Photo Credit: Peddalanka Ramesh Babu
The following is a summary of “Hospital-acquired bloodstream infections in critically ill cirrhotic patients: a post-hoc analysis of the EUROBACT-2 international cohort study,” published in the May 2024 issue of Critical Care by Wozniak et al.
Patients with cirrhosis in ICUs experience distinct hospital-acquired bloodstream infections, potentially including more gram-positive and enterococcal infections.
Researchers conducted a retrospective study to investigate and compare the epidemiology of hospital-acquired bloodstream infections in patients with cirrhotic vs. non-cirrhotic admitted to the ICU, focusing on infection sources, causative microorganisms, and associated mortality.
They examined the sources and microorganisms responsible for hospital-acquired bloodstream infections in patients with and without cirrhosis. A multivariable mixed logistic regression investigated the association between Enterococcus faecium and cirrhosis. Additionally, the relationship between cirrhosis and mortality was evaluated using a multivariable frailty Cox model.

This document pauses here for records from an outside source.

PR #704, opened 2023-10-07
Animals Battle Royal

SelFisher1488:


app/main.py
```diff
@@ -1 +1,35 @@
...
+
+class Carnivore(Animal):
+    @staticmethod
+    def bite(target: Herbivore) -> None:
+        if not isinstance(target, Carnivore) and not target.hidden:
+            if target.health > 50:
+                target.health -= 50
+            elif target.health <= 50:
+                target.health = 0
+                Animal.alive.pop(Animal.alive.index(target))
```
sakhaline, line 35: You can use just one "remove" method, that allows you to delete object from the list by itself, instead of using pop and index methods.

app/main.py
```diff
@@ -1 +1,35 @@
...
+class Herbivore(Animal):
+    def hide(self) -> None:
+        self.hidden = not self.hidden
+
+
+class Carnivore(Animal):
+    @staticmethod
+    def bite(target: Herbivore) -> None:
+        if not isinstance(target, Carnivore) and not target.hidden:
+            if target.health > 50:
```
sakhaline, line 31: I think it would be better to simply subtract 50 from "target.health" attribute, then check: if this attribute is less than or equal to zero and if so, delete it. Then your method will have only two conditions (it is not necessary to use nested conditions) so the code will run faster and look cleaner.

app/main.py
```diff
@@ -1 +1,35 @@
...
+                target.health -= 50
+            elif target.health <= 50:
```
mykolamateichuk, line 33: You can avoid using elif just with checking if health is nagative after bite.

mykolamateichuk (changes requested):

sakhaline (approved):

app/main.py
```diff
@@ -1 +1,33 @@
...
+    ) -> None:
+        self.name = name
+        self.health = health
+        self.hidden = hidden
+        Animal.alive.append(self)
+
+    def __repr__(self) -> str:
+        return f"{{Name: {self.name}, " \
+               f"Health: {self.health}, " \
+               f"Hidden: {self.hidden}}}"
```
fsocie7y, line 19: U can use brackets instead of linebreaker here

fsocie7y (changes requested):

app/main.py
```diff
@@ -1 +1,33 @@
...
+        self.hidden = not self.hidden
+
+
+class Carnivore(Animal):
+    @staticmethod
+    def bite(target: Herbivore) -> None:
+        if not isinstance(target, Carnivore) and not target.hidden:
+            target.health -= 50
+            if target.health <= 0:
+                Animal.alive.pop(Animal.alive.index(target))
```
fsocie7y, line 33: better use Animal.alive.remove()

app/main.py
```diff
@@ -1 +1,33 @@
...
+
+
+class Herbivore(Animal):
+    def hide(self) -> None:
+        self.hidden = not self.hidden
+
+
+class Carnivore(Animal):
+    @staticmethod
+    def bite(target: Herbivore) -> None:
```
fsocie7y, line 29: fix type annotation for target
imho better annotation here is Animal

fsocie7y (changes requested):

LiudmylaKulinchenko (approved):
Great! 🌺

PR #707, opened 2023-10-08
Implemented necessary classes and methods, but I couldn't find a way to make line 17 shorter without changing the output

raychw:
Implemented necessary classes and methods, but I couldn't find a way to make line 17 shorter without changing the output

### DIFF
--- a/app/main.py
+++ b/app/main.py
@@ -1,1 +1,32 @@
-# write your code here
+class Animal:
+    alive = []
+
+    def __init__(
+            self,
+            name: str,
+            health: int = 100,
+            hidden: bool = False
+    ) -> None:
+
+        self.health = health
+        self.name = name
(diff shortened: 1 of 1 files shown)


app/main.py
```diff
@@ -1 +1,33 @@
...
+
+
+class Herbivore(Animal):
+    def hide(self) -> None:
+        self.hidden = not self.hidden
+
+
+class Carnivore(Animal):
+    @classmethod
+    def bite(cls, herbivore: Animal) -> None:
```
Dimosphen1, line 28: You could explicitly indicate in the type annotation as well that you expect a `Herbivore` instance for the `herbivore` variable, not a general `Animal` class instance.

Dimosphen1 (approved):
LGTM, well done! One comment is left for consideration.

PR #708, opened 2023-10-08
Solution

sakhaline:


OlehShumov (approved):

app/main.py
```diff
@@ -1 +1,35 @@
...
+            __class__.alive.remove(self)
+
+
+class Herbivore(Animal):
+    def hide(self) -> None:
+        self.hidden = not self.hidden
+
+
+class Carnivore(Animal):
+    def bite(self, victim: "Herbivore") -> None:
```
fsocie7y, line 32: you don't need self here, so make this method static

fsocie7y: and dont use quotes in type annotations

fsocie7y (changes requested):

fsocie7y (approved):
well done ^_^

PR #714, opened 2023-10-09
Solution

alex329657:


app/main.py
```diff
@@ -1 +1,30 @@
...
+
+class Carnivore(Animal):
+    def bite(self, animal: Animal) -> None:
+        if (animal.hidden or animal not in animal.alive
+                or not isinstance(animal, Herbivore)):
+            return
+        animal.health -= 50
+        if animal.health <= 0:
+            for item in Animal.alive:
+                if item.name == animal.name:
```
ArsenPidhoretskyi, line 29: Really is it possible that other hp can change?

ArsenPidhoretskyi (changes requested):

app/main.py
alex329657: do I need to check in some other way? the list always has 1 predator and 1 herbivore, can there be more?

tests/test_main.py
```diff
@@ -15,7 +15,7 @@ def test_animal_class():
 
 
 def test_animal_constructor():
-    lion = Animal("Lion King")
+    lion = Animal("Lion King", )
```
Yurnerroo, line 18: don't change this file

app/main.py
```diff
@@ -1 +1,28 @@
...
+
+
+class Carnivore(Animal):
+    def bite(self, animal: Animal) -> None:
+        if (animal.hidden or animal not in animal.alive
+                or not isinstance(animal, Herbivore)):
+            return
+        animal.health -= 50
+        if animal.health <= 0:
+            Animal.alive.remove(animal)
```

The results showed that of 1,059 patients from 101 centers with nosocomial infection, 160 had cirrhosis. In patients with cirrhosis, gram-positive hospital-acquired bloodstream infections (HABSIs) accounted for 42.3% of cases, while non-cirrhosis controls had 33.2% (P=0.02). The most common infection for patients with cirrhosis was abdominal (35.6%), whereas for non-cirrhotic controls, it was pulmonary (18.9%) (P<0.01). The most frequent pathogens causing infections in cirrhotic controls were Klebsiella spp (16.5%), coagulase-negative Staphylococci (13.7%), and E. faecium (11.5%). E. faecium bacteremia occurred more frequently (11.5% versus 4.5%, P<0.01). Patients with cirrhosis also experienced higher mortality compared to patients without cirrhosis (Hazard Ratio 1.3, 95% CI 1.01–1.7, P=0.045).
Investigators concluded that critically ill patients with cirrhosis and hospital-acquired bloodstream infections showed different epidemiology by a higher prevalence of Gram-positive infections, especially Enterococcus faecium.